Ratgeberübersicht
  1. Was unterscheidet Welpenfutter von Futter für adulte Hunde?
  2. Welche Futterformen gibt es?
  3. Worauf sollten Sie beim Kauf eines Hunde-Welpenfutters laut Tests im Internet noch achten?
  4. Welche Inhalts- und Zusatzstoffe sollte ein gutes Welpenfutter haben?
  5. Wie viel und wie oft sollte ein Welpe laut Tests im Internet gefüttert werden?
  6. Weitere Fragen und Antworten von Kunden, die nach Welpenfutter-Tests bzw. Vergleichen suchen
  • Das passende Welpenfutter spielt in den ersten Lebensmonaten eine wichtige Rolle für die Entwicklung des Hundes.
  • Zahlreiche Online-Welpenfutter-Tests zeigen, dass Qualität, Zutaten und Anpassung an Alter und Rasse wichtiger sind als der Preis allein.
  • Ein geeignetes Welpenfutter hilft dabei, den Nährstoffbedarf in der Wachstumsphase zu decken.
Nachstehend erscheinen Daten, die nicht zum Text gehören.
PR #65, opened 2023-02-21
Feat/m2 243 applets api integration

BamMironov:


src/widgets/activity-group/model/hooks/useActivityGroups.ts
```diff
@@ -19,14 +21,30 @@ type UseActivityGroupsReturn = {
...
-
-  const builder = createActivityGroupsBuilder({
-    allAppletActivities: allActivityMocks,
-    appletId: 'apid1',
-    progress: progressMocks,
+  const {} = useAppletDetailsQuery(appletId, {
+    select: data => data.data.result,
   });
 
+  // const allAppletActivities = useMemo(() => {
```
anq83, line 28: Can you revert this file, please?
We'd integrate it when all api is done. No need to keep commented code.

anq83 (changes requested):

anq83 (approved):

Welpenfutter im Test: Ein Golden Retriever Welpe, der sich sein Trockenfutter schmecken lässt.

Mit dem Einzug eines Welpen verändert sich auch der Alltag in der Familie. Auch wenn anfangs oft noch kein passendes Hundegeschirr benötigt wird, spielt neben Ausstattung und Pflege vor allem die Fütterung eine wichtige Rolle. In den ersten Lebensmonaten ist eine altersgerechte Ernährung wichtig, damit der junge Hund bedarfsgerecht versorgt wird und sich gesund entwickeln kann.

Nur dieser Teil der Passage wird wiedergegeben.